» **WHAT TO PRODUCE**: Produce a perfect copy of the listing, matching each line.

» **RECORDS TO PROCESS**:
PR #6349, opened 2026-05-21
fix(hoppscotch-common): preserve literal closing braces in Postman import request bodies

### LINKED ISSUE #6324: [bug]: Postman collection import converts literal `}}` in request bodies to `>>`, corrupting JSON

### Platform

Desktop App

### Browser

Chrome

### Operating System

macOS

## What happened?
When importing a Postman collection (v2.1) that contains a request body with literal `}}` characters (e.g. a stringified JSON nested inside another JSON, the importer converts the `}}` sequences into `>>`, as if they were Postman environment-variable delimiters.

The result is a syntactically invalid request body. Postman's `{{var}}` syntax requires a matching opener and closer, but Hoppscotch appears to substitute the closing `}}` unconditionally, without checking that a `{{` opened a variable reference.

Example: the source collection contains {"id":4,"required":1,"data":{"type":12,"len":32,"ext":{"required":["buttonalign","buttonstyle"],"filesize":"1MB"}}} which is a perfectly valid JSON fragment (three closing braces to close `ext`, `data`, and the asset object).
  
After import into Hoppscotch, the body contains: {"id":4,"required":1,"data":{"type":12,"len":32,"ext":{"required":["buttonalign","buttonstyle"],"filesize":"1MB">>}

The first `}}` was rewritten to `>>` (and one trailing `}` survives), producing invalid JSON that the server rejects.

Note: legitimate Postman variables in the same collection (e.g. `{{serviceInternalUrl}}` in the URL) are correctly translated to `<<serviceInternalUrl>>`, so the variable-substitution mechanism is working — it's just over-eager and matches `}}` (and maybe `{{`?) anywhere in any string field, not only inside paired `{{...}}` references.

## Steps to reproduce
1. In Hoppscotch, go to Collections → Import/Export → Import from Postman → upload attached `repro.json`.
2. Observe that the raw body contains `>>` where the original had `}}`, and that the body is no longer valid JSON.
  
Expected: after import, the body should be byte-identical to the source raw string. }} and {{ outside a paired {{name}} reference should be left alone.

Actual: every }} is rewritten to >>, regardless of whether it forms a paired variable reference. Bodies containing nested stringified JSON, regex patterns, or simply two adjacent closing braces are silently corrupted.

[repro.json](https://github.com/user-attachments/files/27808839/repro.json)

### Deployment Type

### Version

v2026.4.0

cf3901646:
## Summary

Closes #6324

This PR fixes a bug where importing a Postman collection (v2.1) that contains a request body with literal \}}\ characters (such as in stringified nested JSON or regex patterns) silently corrupts the body by replacing the \}}\ sequences with \>>\.

### Root Cause
In \
eplacePMVarTemplating\ inside \postman.ts\, the variable replacement was doing two unconditional global replacements:
\\\	ypescript
pipe(str, S.replace(/{{\\s*/g, \<<\), S.replace(/\\s*}}/g, \>>\))
\\\
This unconditionally replaced ANY closing \}}\ (even without a matching \{{\ opener) into \>>\, breaking legitimate literal braces in stringified bodies.

### Fix
Refactored \
eplacePMVarTemplating\ to use a single, precise regular expression that matches only paired Postman template variable patterns:
\\\	ypescript
str.replace(/{{\\s*([^{}]+?)\\s*}}/g, \<<>>\)
\\\
This ensures that only actual variable placeholders like \{{host}}\ are mapped to \<<host>>\, leaving literal \}}\ characters untouched.

### Regression & Boundary Tests
- Added a robust unit test in \postman-import.spec.ts\ validating that literal \}}\ in imported request bodies are fully preserved while regular \{{var}}\ variables are correctly replaced.
- **Coverage for adjacent variable + literal brace edge cases (Greptile feedback)**: Extended the test suite to assert correct behavior for variables directly adjacent to literal braces (e.g. \{{variable}}text}}\ -> \<<variable>>text}}\).
- Verified and formatted the code via \eslint --fix\. All tests pass.

### DIFF
--- a/packages/hoppscotch-common/src/helpers/__tests__/postman-import.spec.ts
+++ b/packages/hoppscotch-common/src/helpers/__tests__/postman-import.spec.ts
@@ -78,7 +78,7 @@ describe("Postman importer", () => {
             ],
             body: {
               mode: "raw",
-              raw: '{"url": "{{host}}", "ext": {"required": ["buttonalign", "buttonstyle"]}}',
+              raw: '{"url": "{{host}}", "nested": "{{variable}}text}}", "ext": {"required": ["buttonalign", "buttonstyle"]}}',
               options: {
                 raw: {
                   language: "json",
@@ -102,7 +102,7 @@ describe("Postman importer", () => {
     }
 
     expect(result.right[0].requests[0].body.body).toEqual(
-      '{"url": "<<host>>", "ext": {"required": ["buttonalign", "buttonstyle"]}}'
+      '{"url": "<<host>>", "nested": "<<variable>>text}}", "ext": {"required": ["buttonalign", "buttonstyle"]}}'
     )
   })
 })
--- a/packages/hoppscotch-common/src/helpers/__tests__/postman-import.spec.ts
+++ b/packages/hoppscotch-common/src/helpers/__tests__/postman-import.spec.ts
@@ -57,4 +57,52 @@ describe("Postman importer", () => {
       ])
     )
   })
+
+  it("preserves literal }} in request bodies while replacing {{var}}", async () => {
+    const postmanCollectionWithLiteralBraces = JSON.stringify({
+      info: {
+        name: "Literal Braces Import",
+        schema:
+          "https://schema.getpostman.com/json/collection/v2.1.0/collection.json",
+      },
+      item: [
+        {
+          name: "Request with literal braces",
+          request: {
+            method: "POST",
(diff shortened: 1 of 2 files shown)


jamesgeorge007 (commented):
Closing in favour of #6328, which covers the same issue.

Also, just a heads-up for next time: a quick check of existing PRs +
Linking the underlying issue in the description can help avoid duplicates
effort.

» **WRITTEN REPLY**:
PR #6349, opened 2026-05-21
fix(hoppscotch-common): preserve literal closing braces in Postman import request bodies

### LINKED ISSUE #6324: [bug]: Postman collection import converts literal `}}` in request bodies to `>>`, corrupting JSON

### Platform

Desktop App

### Browser

Chrome

### Operating System

macOS

## What happened?
When importing a Postman collection (v2.1) that contains a request body with literal `}}` characters (e.g. a stringified JSON nested inside another JSON, the importer converts the `}}` sequences into `>>`, as if they were Postman environment-variable delimiters.

The result is a syntactically invalid request body. Postman's `{{var}}` syntax requires a matching opener and closer, but Hoppscotch appears to substitute the closing `}}` unconditionally, without checking that a `{{` opened a variable reference.

Example: the source collection contains {"id":4,"required":1,"data":{"type":12,"len":32,"ext":{"required":["buttonalign","buttonstyle"],"filesize":"1MB"}}} which is a perfectly valid JSON fragment (three closing braces to close `ext`, `data`, and the asset object).
  
After import into Hoppscotch, the body contains: {"id":4,"required":1,"data":{"type":12,"len":32,"ext":{"required":["buttonalign","buttonstyle"],"filesize":"1MB">>}

The first `}}` was rewritten to `>>` (and one trailing `}` survives), producing invalid JSON that the server rejects.

Note: legitimate Postman variables in the same collection (e.g. `{{serviceInternalUrl}}` in the URL) are correctly translated to `<<serviceInternalUrl>>`, so the variable-substitution mechanism is working — it's just over-eager and matches `}}` (and maybe `{{`?) anywhere in any string field, not only inside paired `{{...}}` references.

## Steps to reproduce
1. In Hoppscotch, go to Collections → Import/Export → Import from Postman → upload attached `repro.json`.
2. Observe that the raw body contains `>>` where the original had `}}`, and that the body is no longer valid JSON.
  
Expected: after import, the body should be byte-identical to the source raw string. }} and {{ outside a paired {{name}} reference should be left alone.

Actual: every }} is rewritten to >>, regardless of whether it forms a paired variable reference. Bodies containing nested stringified JSON, regex patterns, or simply two adjacent closing braces are silently corrupted.

[repro.json](https://github.com/user-attachments/files/27808839/repro.json)

### Deployment Type

### Version

v2026.4.0

cf3901646:
## Summary

Closes #6324

This PR fixes a bug where importing a Postman collection (v2.1) that contains a request body with literal \}}\ characters (such as in stringified nested JSON or regex patterns) silently corrupts the body by replacing the \}}\ sequences with \>>\.

### Root Cause
In \
eplacePMVarTemplating\ inside \postman.ts\, the variable replacement was doing two unconditional global replacements:
\\\	ypescript
pipe(str, S.replace(/{{\\s*/g, \<<\), S.replace(/\\s*}}/g, \>>\))
\\\
This unconditionally replaced ANY closing \}}\ (even without a matching \{{\ opener) into \>>\, breaking legitimate literal braces in stringified bodies.

### Fix
Refactored \
eplacePMVarTemplating\ to use a single, precise regular expression that matches only paired Postman template variable patterns:
\\\	ypescript
str.replace(/{{\\s*([^{}]+?)\\s*}}/g, \<<>>\)
\\\
This ensures that only actual variable placeholders like \{{host}}\ are mapped to \<<host>>\, leaving literal \}}\ characters untouched.

### Regression & Boundary Tests
- Added a robust unit test in \postman-import.spec.ts\ validating that literal \}}\ in imported request bodies are fully preserved while regular \{{var}}\ variables are correctly replaced.
- **Coverage for adjacent variable + literal brace edge cases (Greptile feedback)**: Extended the test suite to assert correct behavior for variables directly adjacent to literal braces (e.g. \{{variable}}text}}\ -> \<<variable>>text}}\).
- Verified and formatted the code via \eslint --fix\. All tests pass.

### DIFF
--- a/packages/hoppscotch-common/src/helpers/__tests__/postman-import.spec.ts
+++ b/packages/hoppscotch-common/src/helpers/__tests__/postman-import.spec.ts
@@ -78,7 +78,7 @@ describe("Postman importer", () => {
             ],
             body: {
               mode: "raw",
-              raw: '{"url": "{{host}}", "ext": {"required": ["buttonalign", "buttonstyle"]}}',
+              raw: '{"url": "{{host}}", "nested": "{{variable}}text}}", "ext": {"required": ["buttonalign", "buttonstyle"]}}',
               options: {
                 raw: {
                   language: "json",
@@ -102,7 +102,7 @@ describe("Postman importer", () => {
     }
 
     expect(result.right[0].requests[0].body.body).toEqual(
-      '{"url": "<<host>>", "ext": {"required": ["buttonalign", "buttonstyle"]}}'
+      '{"url": "<<host>>", "nested": "<<variable>>text}}", "ext": {"required": ["buttonalign", "buttonstyle"]}}'
     )
   })
 })
--- a/packages/hoppscotch-common/src/helpers/__tests__/postman-import.spec.ts
+++ b/packages/hoppscotch-common/src/helpers/__tests__/postman-import.spec.ts
@@ -57,4 +57,52 @@ describe("Postman importer", () => {
       ])
     )
   })
+
+  it("preserves literal }} in request bodies while replacing {{var}}", async () => {
+    const postmanCollectionWithLiteralBraces = JSON.stringify({
+      info: {
+        name: "Literal Braces Import",
+        schema:
+          "https://schema.getpostman.com/json/collection/v2.1.0/collection.json",
+      },
+      item: [
+        {
+          name: "Request with literal braces",
+          request: {
+            method: "POST",
(diff shortened: 1 of 2 files shown)


jamesgeorge007 (commented):
Closing in favour of #6328, which covers the same issue.

Also, just a heads-up for next time: a quick check of existing PRs +
Linking the underlying issue in the description can help avoid duplicates
effort.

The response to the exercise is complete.